The seal cut by Wittgenstein’s image reminds me of those proposed in Bruno’s 1583 memory treatise Seals. Frances A. Yates makes much of this treatise in her 1966 book The Art of Memory.

“With Bruno, the exercises in Hermetic mnemonics have become the spiritual exercises of a religion,” writes Yates. “And there is a certain grandeur in these efforts which represent, at bottom, a religious striving. The religion of Love and Magic is based on the Power of the Imagination, and on an Art of Imagery through which the Magus attempts to grasp, and to hold within, the universe in all its ever changing forms, through images passing the one into the other in intricate associative orders, reflecting the ever changing movements of the heavens, charged with emotional affects, unifying, forever attempting to unify, to reflect the great monas of the world in its image, the mind of man. There is surely something which commands respect in an attempt so vast in its scope” (The Art of Memory, p. 260).

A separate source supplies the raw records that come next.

PR #1041, opened 2021-12-18
Use new scheb/2fa package (replaces scheb/2fa-bundle)

wouterj:
| Q             | A
| ------------- | ---
| License       | MIT
| Doc issue/PR  | -

As of version 5.0, scheb/2fa-bundle is now named scheb/2fa. This moves the recipes/alias to the new package name.

I also added config for the 6.x-dev version. I'm not sure how we manage recipes for unstable versions, but it allows to remove some config for guards. I'm happy to remove the commit if we don't want unstable recipes in this repo.

cc @scheb

### DIFF
--- a/scheb/2fa/5.0/config/packages/scheb_2fa.yaml
+++ b/scheb/2fa/5.0/config/packages/scheb_2fa.yaml
@@ -1,0 +1,8 @@
+# See the configuration reference at https://github.com/scheb/2fa/blob/master/doc/configuration.md
+scheb_two_factor:
+    security_tokens:
+        - Symfony\Component\Security\Core\Authentication\Token\UsernamePasswordToken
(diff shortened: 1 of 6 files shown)


scheb:
I wouldn't want people to install the `scheb/2fa` package, as it is an all-in-one package, which is very likely pulling in extra dependencies that people don't need in their application. `scheb/2fa-bundle` + extra packages based on individual needs is what should be used.

The `6.x` branch is still in heavy development, so I wouldn't include that in the recipes (yet).

wouterj:
Oh, alright. Fine by me 🙂

I was trying to use the 6.x branch (as a test) in a Symfony 6 app and couldn't find it on packagist. So I thought the package was deprecated.

scheb:
I'll open up a PR once the 6.x is ready, got that on my to-do list 👍

PR #232, opened 2021-02-11
Handle Update cases where community set to "no community" etc

BradHN1:
On updating Actions, Testimonials, Events, etc, enable clearing the link to primary community, logo, etc

This goes along with the Admin Portal changes to add "--" to dropdowns


Opoku-Agyemang (approved):
I think setting things to none is redundant here but it’s inconsequential so you can go ahead

PR #234, opened 2021-02-16
Fix community accounting by defining geographic communities

BradHN1:
This is the implementation of geographic communities via zipcodes, cities, counties, states, countries

Documented in [Community Membership and Accounting](https://docs.google.com/document/d/1yaTFLet1PJW6qXxVON_B2K6--Y0yDSti_9GktLNJikk/edit?usp=sharing)

For discussion, this is a draft


src/api/handlers/action.py
```diff
@@ -150,7 +150,7 @@ def community_admin_list(self, request):
   @super_admins_only
   def super_admin_list(self, request): 
     context: Context = request.context
-    args: dict = context.args
+    #args: dict = context.args
```
Opoku-Agyemang, line 153: nit: if not needed remove

src/api/handlers/event.py
```diff
@@ -181,7 +181,7 @@ def community_admin_list(self, request):
   @super_admins_only
   def super_admin_list(self, request):
     context: Context = request.context
-    args: dict = context.args
+    #args: dict = context.args
```
Opoku-Agyemang, line 184: same here

src/api/handlers/page_settings__home.py
```diff
@@ -18,7 +18,7 @@ def __init__(self):
 
   def registerRoutes(self):
     self.add("/home_page_settings.info", self.info) 
-    self.add("/home_page_settings.publish", self.info) 
+    #self.add("/home_page_settings.publish", self.publish)
```
Opoku-Agyemang, line 21: if not needed remove.  why are we commenting it out though?

src/api/handlers/page_settings__home.py
```diff
@@ -42,15 +42,16 @@ def info(self, request):
...
-    context: Context = request.context
-    args: dict = context.args
-    home_page_id = args.pop('home_page_id', None)
-    home_page_setting_info, err = self.service.get_home_page_setting_publish(home_page_id)
-    if err:
-      return MassenergizeResponse(error=str(err), status=err.status)
-    return MassenergizeResponse(data=home_page_setting_info)
+  # this route isn't used - so not sure whether it works
+  #@admins_only
+  #def publish(self, request):
```
Opoku-Agyemang, line 47: it is used in the admin.  on the community profile page

src/api/handlers/vendor.py
```diff
@@ -45,16 +45,17 @@ def info(self, request):
...
-    args: dict = context.args
-    args = rename_field(args, 'vendor_id', 'id')
-    args['is_published'] =True
-    vendor_info, err = self.service.update(args)
-    if err:
-      return MassenergizeResponse(error=str(err), status=err.status)
-    return MassenergizeResponse(data=vendor_info)
+  # this isn't used
+  # @admins_only
+  #def publish(self, request):
```
Opoku-Agyemang, line 50: if not needed remove

src/api/store/community.py
```diff
@@ -1,16 +1,206 @@
...
+from .utils import get_community_or_die, get_user_or_die, get_new_title, is_reu_in_community
+import random
+import zipcodes
 from sentry_sdk import capture_message, capture_exception
 
 class CommunityStore:
   def __init__(self):
     self.name = "Community Store/DB"
 
+  # QUESTION FOR SAM:
```
Opoku-Agyemang, line 15: if they are only used here and will only ever be used here then leave as is.  otherwise declaring them in a common package might be better

src/api/store/community.py
```diff
@@ -1,16 +1,206 @@
...
+  # These helper routines don't make use of self, should they be member functions as currently implemented, 
+  # or outside the CommunityStore class?
+
+  def _check_geography_unique(self, community, geography_type, loc):
```
Opoku-Agyemang, line 19: nit: maybe `geography_is_unique` is better.  Also for function specifications use """ .....""" instead of #

src/api/store/community.py
```diff
@@ -1,16 +1,206 @@
...
+    # ensure that this zip code is not part of another geographic zip code based community
+    check_communities = Community.objects.filter(is_geographically_focused=True, geography_type=geography_type, is_deleted=False).prefetch_related('location_set')
```
Opoku-Agyemang, line 21: nit: maybe `communities_to_check`

src/api/store/community.py
```diff
@@ -1,16 +1,206 @@
...
+    for check_community in check_communities:
```
Opoku-Agyemang, line 22: yeaah this is probably not wrong, but very expensive

src/api/store/community.py
```diff
@@ -1,16 +1,206 @@
...
+
+  def _update_locations(self, geography_type, location_set, community):
+        
+    # clean up in case there is garbage in there
+    if community.location_set:
+      community.location_set.clear()
+
+    # this is a list of zipcodes, towns, cities, counties, states        
+    location_list = location_set.replace(", ",",").split(",")  # passed as comma separated list
+    print("Community includes the following locations :"+str(location_list))
```
Opoku-Agyemang, line 56: remove print statement

src/api/store/community.py
```diff
@@ -1,16 +1,206 @@
...
+          # assume this is a town, see we can find the zip codes associated with it
+          ss = location.split('-')
+          town = ss[0]
+          if len(ss)==2:
+            state = ss[1]
+          else:
+            state = 'MA'
+            
+          zips = zipcodes.filter_by(city=town, state=state, zip_code_type='STANDARD' )
+          print("Number of zipcodes = "+str(len(zips)))
```
Opoku-Agyemang, line 87: remove print

src/api/store/community.py
```diff
@@ -1,16 +1,206 @@
...
+          if len(zips)>0:
+            for zip in zips:
+              print(zip)
```
Opoku-Agyemang, line 90: remove print

src/api/store/community.py
```diff
@@ -1,16 +1,206 @@
...
+          town = ss[0]
+          if len(ss)==2:
+            state = ss[1]
+          else:
+            state = 'MA'
+            
+          zips = zipcodes.filter_by(city=town, state=state, zip_code_type='STANDARD' )
+          print("Number of zipcodes = "+str(len(zips)))
+          if len(zips)>0:
+            for zip in zips:
```
Opoku-Agyemang, line 89: very expensive move

src/api/store/community.py
```diff
@@ -1,16 +1,206 @@
...
+      elif geography_type == 'CITY':
+        # check that this city is found in the zipcodes list
+        ss = location.split('-')
+        city = ss[0]
+        if len(ss)==2:
+          state = ss[1]
+        else:
+          state = 'MA'
+
+        zips = zipcodes.filter_by(city=city, state=state, zip_code_type='STANDARD' )
```
Opoku-Agyemang, line 112: same

src/api/store/community.py
```diff
@@ -1,16 +1,206 @@
...
+            print("City "+city+" found")
+
+        else:
+          print("No zipcodes found corresponding to city "+ city + ", " + state)
+          raise Exception("No zipcodes found corresponding to city "+ city + ", " + state)
+
+        self._check_geography_unique(community, geography_type, city)
+      elif geography_type == 'COUNTY':
+       # check that this county is found in the zipcodes list
+        ss = location.split('-')
```
Opoku-Agyemang, line 128: tbh this function seems weirdly long.  could you break it into chunks?  for instance all the logic in this elif could be put under a function called `county....`

Opoku-Agyemang (changes requested):
It is a lot of changes and should probably be broken into chunks.
1. I see that in the same PR u update some packages.  maybe let's make a separate PR for that.  If we could split this into a few PRs that will be great and better for review.
2. let's add some tests
3. see code for more comments

src/api/store/community.py
BradHN1: maybe you like another name better, but that is style, not substance.

src/api/store/community.py
BradHN1: No it isn't wrong, it is correct and I've checked it.  There might be ways of speeding up,  but this routine is only used when a super admin from the admin portal creates or modifies a community.  It runs quite quickly so I'm not at all worried about the computation time.   Unless you mean expensive in $$ and then I'd like you to explain why.

src/api/store/community.py
BradHN1: The print statements are important for me to validate that nothing goes wrong in the deployment to databases.  I don't think they do any harm but if you insist I will go back and eliminate them once the databases are migrated and the community definitions set.

src/api/store/community.py
BradHN1: Same comment.  I rely on the print for the migration and community definition setting on dev and prod DBs.

src/api/store/community.py
BradHN1: You've got to be kidding me.  This isn't doing database access, it is accessing an array.  Tell me why this is expensive.  Again, this is run by a Super admin once in a blue moon.

src/api/handlers/action.py
BradHN1: This comment is about style, not substance.  Can save time by ignoring stuff that isn't important.

src/api/handlers/page_settings__home.py
BradHN1: No, I do not think it is used.  communities.update is used, and works fine for that purpose.  I don't see a reason to keep an additional routine to be maintained for the same purpose.

src/api/store/community.py
BradHN1: This comment is about style, not substance.

src/api/store/userprofile.py
```diff
@@ -37,8 +38,8 @@ def _has_access(self, context: Context, user_id=None, email=None):
 
   def get_user_info(self, context: Context, args) -> (dict, MassEnergizeAPIError):
     try:
-      email = args.get('email', None)
-      user_id = args.get('user_id', None)
+      #email = args.get('email', None)
```
Opoku-Agyemang, line 41: why are you commenting these out?

src/api/store/userprofile.py
```diff
@@ -67,20 +69,64 @@ def add_household(self, context: Context, args) -> (dict, MassEnergizeAPIError):
...
+        address = json.loads(address)
+        street = address.get('street', '')
+        unit_number = address.get('unit_number', '')
+        zipcode = address.get('zipcode', '')
+        city = address.get('city', '')
+        county = address.get('county', '')
+        state = address.get('state', '')
+      else:
+        # get address from location string
+        loc_parts = location.capitalize().replace(" ","").split(',')
```
Opoku-Agyemang, line 86: i really really think you should have a helper function defined somewhere that does this work.  I could see other functions needed this.

src/api/store/community.py
```diff
@@ -1,16 +1,208 @@
...
+      
+        self._check_geography_unique(community, geography_type, location)
+
+      else:
+        raise Exception("Unexpected geography type: " + str(geography_type))
+      # should be a five character string
+      community.location_set.add(loc)
+
+  def _update_real_estate_units(self, community):
+    """
```
Opoku-Agyemang, line 177: Could you add some more context in the docstring on what this function does and why it is needed?

src/api/store/community.py
```diff
@@ -1,16 +1,208 @@
...
+          raise Exception("No zipcodes found corresponding to country "+ location)
+      
+        self._check_geography_unique(community, geography_type, location)
+
+      else:
+        raise Exception("Unexpected geography type: " + str(geography_type))
+      # should be a five character string
+      community.location_set.add(loc)
+
+  def _update_real_estate_units(self, community):
```
Opoku-Agyemang, line 176: can you call it `_update_real_estate_units_with_community`

Opoku-Agyemang (commented):
Much more clarity reading over this time:

Here are some standing questions
1. Are we creating unique locations or its possible to have duplicates ?
For example: if I create a geographic community and one of my zip codes is 100.
Later on Brad comes to register in that community with a household in zip code 100.  Do we create a new location for this user or we first find if a zip code exists in our locations already and associate that with the user?

Answer: it is not possible to have duplicates of zip codes.  When you create or update a community, the routine _check_geography_unique checks that no other zipcode based community includes that zipcode, and if it does raises an exception:         
===
if geography_type == 'ZIPCODE' and location.zipcode == loc:
          # zip code already used
          message = 'Zipcode %s is already part of another geographic community %s.' % (loc, check_community.name)
          print(message)
          raise Exception(message)
===

2. I see that we call `self._update_real_estate_units(new_community)` when we are creating a new geographic community.  Hypothetically, say we create a geographic location for Wayland and associate it with some zipcodes.  Later we create another geographic community for maybe the whole state, MA which will include wayland in there.  Would this not be overriding the community on all the wayland real estates to now be set to MA ?

Answer: there is a precedence, that if we create a  State based community, it does't override the smaller geographic communities within it.  At present, the larger community won't include the zipcodes or cities defined as communities within it in the counting, and to report on the totals we will add up the communities within it.  Aimee and I talked about this and added an issue 246 to address that in the future if we decide to.  That would require changes to the counting logic which would likely slow down the site for the larger communities.  In that case we were thinking of Boston and a zipcode based community within Boston.

src/database/models.py
```diff
@@ -260,8 +260,19 @@ class Community(models.Model):
...
   location = JSONField(blank=True, null=True)
+
+  # new - define the geographic area for a community (zipcodes, towns/cities, counties, states, countries)
+  geography_type = models.CharField(
+    max_length=TINY_STR_LEN,
+    choices=CHOICES.get("COMMUNITY_GEOGRAPHY_TYPES", {}).items(), 
+    blank=True, null=True)
+  
+  # location_set will define the range for geographic communities
+  location_set = models.ManyToManyField(Location, blank=True)
```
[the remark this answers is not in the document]
BradHN1: Good point.  Changed it to 'locations'

src/api/store/userprofile.py
BradHN1: Didn't need to.  It fixed the warning from the linter that those variables weren't used.  I think you had commented out the call to self._has_access, which used those variables, but since you left that comment in there I left the commented out variables in there too.

src/api/store/userprofile.py
BradHN1: Good point, and I think that showed a potential bug since it wasn't identical in the three places.  Now I've made a helper function split_location_string

src/api/store/community.py
BradHN1: done

src/api/store/community.py
BradHN1: OK

Opoku-Agyemang (approved):

PR #239, opened 2021-03-04
Django testing updates

BradHN1:
This is work in progress
This draft PR is to get feedback on how to set the user case properly

test_teams.py has method signInAs which isn't working yet - need some help to understand this

Want to use this as an example so an intern can work on all the API routes testing next month


kehillahghana (changes requested):
The way to get this working is not to bother about generating a firebase token at all.
Take a look here https://github.com/massenergize/api/blob/3139bf395c78e97dec84400dc00ebfda885e0a7c/src/api/services/auth.py#L48 

That is where we start creating the payload that we eventually encode as the token.  If i were you, i would write a helper method in a file called  test_helpers.py and in that file i will define a function that essentially constructs that payload and does this and encode it like we do here 
https://github.com/massenergize/api/blob/3139bf395c78e97dec84400dc00ebfda885e0a7c/src/api/services/auth.py#L57

So in your actual testing files, you can have a setUp function that goes about calling this helper method you created to get the cookie dynamically and you can set it in your requests..

Opoku-Agyemang (approved):

PR #249, opened 2021-03-23
Pongo backend development

frimpongopoku:
Included `more_info` to community model structure to be returned in json when community json comes to user portal


src/_main_/settings.py
```diff
@@ -24,7 +24,7 @@
 # ********  LOAD CONFIG DATA ***********#
 IS_PROD = False
 IS_CANARY = False
-IS_LOCAL = False
+IS_LOCAL = True
```
sopokuagyemang, line 27: flip it back

BradHN1: Don't commit settings.py unless there are real changes.

BradHN1 (approved):
OK

PR #251, opened 2021-04-03
Fix bugs from dev testing

BradHN1:
Fixed several bugs from prod testing of community accounting
Now ready for canary test


src/api/store/community.py
```diff
@@ -179,31 +217,56 @@ def _update_real_estate_units_with_community(self, community):
...
+
+      for reu in userProfile.real_estate_units.all():
+        if reu.address:
+          zip = reu.address.zipcode
+          if not isinstance(zip,str) or len(zip)!=5:
+            address_string = str(reu.address)
+            print("REU invalid zipcode: address = "+address_string)
+
+            # temporary fix
+            if address_string.find("carlisle")>=0:
```
Opoku-Agyemang, line 235: please let's not be doing hardcoded stuff here please.  Even if you need this in the mean time, i would put this in a dictionary file so you have a faster look up than chaining so many ifs.  Also put it in the utils.py

BradHN1: @Opoku-Agyemang   Agreed.  I moved all those cases into ZIPCODE_FIXES.json which won't get committed to github. Will slack it to you.

BradHN1:
Need to get this done and move to Canary.

Issue #146, opened 2020-06-02
Service Providers page - customizable settings by community


BradHN1:
The  service providers page should have customizable, graphics and text above the service providers list,
By default, default title, image and text would be used.
The settings should be customizable by community.

Suggest new model VendorsPageSettings like the other page settings classes

PR #254, opened 2021-04-06
Several bug fixes and issues addressed

BradHN1:
Issues addressed:
API #146 Service Providers page - customizable settings by community
API #242 Event names don't need to be unique

Portal #474 Community not using “Events” - menu item
Portal #537 Customize All Actions Page title and several more

Admin #307 Implement customizable Actions Page title and other pages


src/api/store/community.py
```diff
@@ -9,6 +13,26 @@
 import zipcodes
 from sentry_sdk import capture_message, capture_exception
 
+def _clone_page_settings(pageSettings, title, community):
+    """
+    Clone fht page settings for a new community from a template
```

I arrange before my mind’s eye a narrative map of the “intricate associative orders” between these passages, and weave into them another:

“Somewhere outside of and beyond our universe is an operating system,” writes Neal Stephenson, “coded up over incalculable spans of time by some kind of hacker-demiurge.” This “cosmic operating system,” he adds, “uses a command line interface” (In the Beginning Was the Command Line, p. 148).

Sunday July 7, 2019

Laid out on a futon on a screened-in porch at my sister-in-law’s house in upstate New York, I sip a Belgian-style wit brewed locally with hints of lavender, children’s voices rising up from the park across the street. Origami birds hung with wire circle and converse beside a Japanese maple. My favorite moments are ones like these when, through modest experiments with sense and awareness, I’m able to reach out and investigate my surroundings. The books I’ve been reading these past few days all seem connected in accordance with what the Three Initiates refer to as “the Principle of Correspondence.” Brian C. Short’s New People of the Flat Earth, The Kybalion, even the movie Back to the Future, which my nephews watched for the first time last night: all of these works seem to resonate when properly aligned. The same can be said of these origami birds hanging by the window, their forked tails and black-and-white plumage resembling those of the frigatebirds I noticed last night flying in the sky above my sister’s back yard. The question now is: how might I utilize this principle in service of the good?